## Exercise instructions
Among the records below, find the line that has "ambient type declaration."; from there, give the lines again exactly, and stop after the line that has "visuals are unchanged.".

=-=-=-=-=

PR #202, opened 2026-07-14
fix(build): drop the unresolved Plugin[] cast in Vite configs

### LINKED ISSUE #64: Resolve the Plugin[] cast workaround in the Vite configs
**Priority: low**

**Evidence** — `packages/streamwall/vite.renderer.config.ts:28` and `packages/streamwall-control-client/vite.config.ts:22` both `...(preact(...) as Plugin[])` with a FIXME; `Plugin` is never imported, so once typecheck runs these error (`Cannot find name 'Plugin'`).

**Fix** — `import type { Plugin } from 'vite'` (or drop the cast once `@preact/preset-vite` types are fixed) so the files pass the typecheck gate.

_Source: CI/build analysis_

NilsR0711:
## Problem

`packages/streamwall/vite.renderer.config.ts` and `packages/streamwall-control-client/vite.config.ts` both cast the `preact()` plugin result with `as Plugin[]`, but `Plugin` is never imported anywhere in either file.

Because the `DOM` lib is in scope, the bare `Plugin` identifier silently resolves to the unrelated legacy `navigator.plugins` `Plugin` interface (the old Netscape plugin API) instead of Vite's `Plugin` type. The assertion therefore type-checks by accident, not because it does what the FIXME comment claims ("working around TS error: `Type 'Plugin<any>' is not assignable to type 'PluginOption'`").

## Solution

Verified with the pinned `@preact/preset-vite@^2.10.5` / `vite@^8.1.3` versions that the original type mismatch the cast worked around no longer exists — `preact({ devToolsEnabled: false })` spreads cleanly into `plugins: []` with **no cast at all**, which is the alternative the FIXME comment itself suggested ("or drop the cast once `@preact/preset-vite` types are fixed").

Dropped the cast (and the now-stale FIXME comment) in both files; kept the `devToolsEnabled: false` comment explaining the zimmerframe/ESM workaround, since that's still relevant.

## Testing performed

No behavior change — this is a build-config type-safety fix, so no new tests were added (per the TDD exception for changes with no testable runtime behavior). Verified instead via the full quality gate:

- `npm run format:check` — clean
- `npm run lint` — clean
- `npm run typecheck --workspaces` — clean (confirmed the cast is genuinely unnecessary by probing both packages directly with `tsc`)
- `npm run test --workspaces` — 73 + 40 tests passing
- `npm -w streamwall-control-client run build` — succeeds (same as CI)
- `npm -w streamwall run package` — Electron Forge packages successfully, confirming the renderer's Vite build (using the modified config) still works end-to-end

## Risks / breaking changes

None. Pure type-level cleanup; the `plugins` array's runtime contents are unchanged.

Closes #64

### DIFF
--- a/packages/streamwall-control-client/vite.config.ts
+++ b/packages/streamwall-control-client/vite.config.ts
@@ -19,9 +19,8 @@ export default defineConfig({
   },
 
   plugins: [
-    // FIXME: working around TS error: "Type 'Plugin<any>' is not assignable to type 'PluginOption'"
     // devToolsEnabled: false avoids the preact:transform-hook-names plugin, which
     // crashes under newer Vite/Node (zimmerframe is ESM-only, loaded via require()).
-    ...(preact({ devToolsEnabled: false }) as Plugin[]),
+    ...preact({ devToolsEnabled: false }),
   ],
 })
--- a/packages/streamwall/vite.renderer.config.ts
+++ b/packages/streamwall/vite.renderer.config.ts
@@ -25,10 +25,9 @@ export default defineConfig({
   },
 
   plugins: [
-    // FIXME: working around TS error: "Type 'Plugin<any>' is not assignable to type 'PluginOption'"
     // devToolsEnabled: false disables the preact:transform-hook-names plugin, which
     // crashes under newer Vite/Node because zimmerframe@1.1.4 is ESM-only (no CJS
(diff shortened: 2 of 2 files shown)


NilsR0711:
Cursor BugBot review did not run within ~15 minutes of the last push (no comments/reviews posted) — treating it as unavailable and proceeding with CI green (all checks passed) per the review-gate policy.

=-=-=-=-=

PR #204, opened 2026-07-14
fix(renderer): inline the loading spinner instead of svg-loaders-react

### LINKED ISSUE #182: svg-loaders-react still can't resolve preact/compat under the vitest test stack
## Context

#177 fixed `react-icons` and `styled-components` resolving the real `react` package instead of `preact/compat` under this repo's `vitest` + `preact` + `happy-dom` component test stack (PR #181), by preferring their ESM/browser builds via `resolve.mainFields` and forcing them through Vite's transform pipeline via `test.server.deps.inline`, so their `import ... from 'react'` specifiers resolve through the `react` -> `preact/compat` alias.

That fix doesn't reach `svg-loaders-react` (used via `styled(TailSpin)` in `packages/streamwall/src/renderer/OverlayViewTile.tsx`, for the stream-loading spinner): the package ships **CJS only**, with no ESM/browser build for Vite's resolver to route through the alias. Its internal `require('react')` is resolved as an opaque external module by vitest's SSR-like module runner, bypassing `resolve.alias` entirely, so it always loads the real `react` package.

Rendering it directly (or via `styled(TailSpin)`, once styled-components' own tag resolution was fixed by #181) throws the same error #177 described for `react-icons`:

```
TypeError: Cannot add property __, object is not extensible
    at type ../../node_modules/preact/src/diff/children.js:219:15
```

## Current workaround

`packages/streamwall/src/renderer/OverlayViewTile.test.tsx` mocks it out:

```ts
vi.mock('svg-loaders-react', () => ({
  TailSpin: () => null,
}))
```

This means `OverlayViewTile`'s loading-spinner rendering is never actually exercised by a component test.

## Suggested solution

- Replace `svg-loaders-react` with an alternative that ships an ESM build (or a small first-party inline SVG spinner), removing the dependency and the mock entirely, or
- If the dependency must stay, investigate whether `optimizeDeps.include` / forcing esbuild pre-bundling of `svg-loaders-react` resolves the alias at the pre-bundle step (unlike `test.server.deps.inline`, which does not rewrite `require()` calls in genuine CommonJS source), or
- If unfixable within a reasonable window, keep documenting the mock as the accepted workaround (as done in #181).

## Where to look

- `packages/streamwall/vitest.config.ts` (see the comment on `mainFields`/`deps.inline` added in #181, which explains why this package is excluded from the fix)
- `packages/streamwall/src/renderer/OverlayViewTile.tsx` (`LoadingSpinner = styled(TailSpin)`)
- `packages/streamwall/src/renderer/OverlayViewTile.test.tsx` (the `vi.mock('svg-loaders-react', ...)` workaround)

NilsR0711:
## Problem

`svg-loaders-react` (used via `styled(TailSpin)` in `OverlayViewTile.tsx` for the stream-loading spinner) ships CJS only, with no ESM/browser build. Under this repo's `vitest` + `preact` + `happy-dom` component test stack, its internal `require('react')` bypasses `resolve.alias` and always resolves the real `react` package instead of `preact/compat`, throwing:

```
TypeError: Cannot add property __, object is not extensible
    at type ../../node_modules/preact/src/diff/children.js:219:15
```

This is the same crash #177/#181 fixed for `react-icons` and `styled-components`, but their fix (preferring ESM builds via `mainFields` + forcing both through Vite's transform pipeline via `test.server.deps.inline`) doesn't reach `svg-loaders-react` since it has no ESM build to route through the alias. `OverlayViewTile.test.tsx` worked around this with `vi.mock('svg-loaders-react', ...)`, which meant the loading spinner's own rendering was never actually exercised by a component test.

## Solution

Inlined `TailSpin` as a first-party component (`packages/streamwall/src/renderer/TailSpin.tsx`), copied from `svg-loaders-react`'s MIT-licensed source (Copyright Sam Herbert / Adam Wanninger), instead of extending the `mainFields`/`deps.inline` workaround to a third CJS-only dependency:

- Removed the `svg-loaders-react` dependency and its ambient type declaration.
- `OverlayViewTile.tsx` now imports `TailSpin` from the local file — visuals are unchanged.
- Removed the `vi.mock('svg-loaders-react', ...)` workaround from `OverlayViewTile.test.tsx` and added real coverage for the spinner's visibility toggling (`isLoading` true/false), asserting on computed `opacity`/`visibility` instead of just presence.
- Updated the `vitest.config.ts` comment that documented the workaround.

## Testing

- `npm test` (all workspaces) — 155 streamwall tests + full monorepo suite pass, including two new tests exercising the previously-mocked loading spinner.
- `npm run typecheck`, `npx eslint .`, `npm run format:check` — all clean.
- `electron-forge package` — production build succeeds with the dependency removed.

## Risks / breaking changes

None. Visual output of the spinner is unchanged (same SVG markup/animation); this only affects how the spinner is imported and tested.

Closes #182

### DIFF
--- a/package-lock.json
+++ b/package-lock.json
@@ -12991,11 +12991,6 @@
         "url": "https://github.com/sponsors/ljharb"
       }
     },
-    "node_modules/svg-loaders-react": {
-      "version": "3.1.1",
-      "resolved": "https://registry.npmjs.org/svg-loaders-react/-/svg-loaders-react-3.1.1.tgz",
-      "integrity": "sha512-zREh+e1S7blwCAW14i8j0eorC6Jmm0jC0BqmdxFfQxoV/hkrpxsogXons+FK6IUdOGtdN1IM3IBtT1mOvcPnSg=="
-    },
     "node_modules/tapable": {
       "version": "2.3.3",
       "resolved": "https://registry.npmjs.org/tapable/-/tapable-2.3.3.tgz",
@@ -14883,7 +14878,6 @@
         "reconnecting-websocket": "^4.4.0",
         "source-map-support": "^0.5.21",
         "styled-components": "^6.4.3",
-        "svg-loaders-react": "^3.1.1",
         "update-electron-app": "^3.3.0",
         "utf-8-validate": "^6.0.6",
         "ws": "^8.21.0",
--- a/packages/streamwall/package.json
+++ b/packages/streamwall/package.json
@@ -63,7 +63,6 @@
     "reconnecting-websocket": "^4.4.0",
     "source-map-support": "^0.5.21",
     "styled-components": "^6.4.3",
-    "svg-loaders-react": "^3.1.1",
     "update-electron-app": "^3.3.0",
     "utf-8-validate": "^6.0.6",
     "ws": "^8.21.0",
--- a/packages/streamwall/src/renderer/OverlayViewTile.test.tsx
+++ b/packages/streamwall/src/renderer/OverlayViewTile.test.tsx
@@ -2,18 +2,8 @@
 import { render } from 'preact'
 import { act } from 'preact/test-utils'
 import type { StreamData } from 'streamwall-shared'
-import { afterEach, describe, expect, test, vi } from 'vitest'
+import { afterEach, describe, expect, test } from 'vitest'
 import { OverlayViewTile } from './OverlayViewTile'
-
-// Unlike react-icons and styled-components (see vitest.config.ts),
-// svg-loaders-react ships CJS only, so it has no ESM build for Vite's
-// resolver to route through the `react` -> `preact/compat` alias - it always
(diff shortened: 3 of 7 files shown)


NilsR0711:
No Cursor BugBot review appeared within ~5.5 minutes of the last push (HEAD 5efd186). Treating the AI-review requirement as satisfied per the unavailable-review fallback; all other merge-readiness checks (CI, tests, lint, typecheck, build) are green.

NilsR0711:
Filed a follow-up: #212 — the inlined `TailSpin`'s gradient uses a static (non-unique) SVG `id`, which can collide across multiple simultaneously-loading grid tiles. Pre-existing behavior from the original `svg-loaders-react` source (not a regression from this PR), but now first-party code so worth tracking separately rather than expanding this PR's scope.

=-=-=-=-=

## Solved problem
- Removed the `svg-loaders-react` dependency and its ambient type declaration.
- `OverlayViewTile.tsx` now imports `TailSpin` from the local file — visuals are unchanged.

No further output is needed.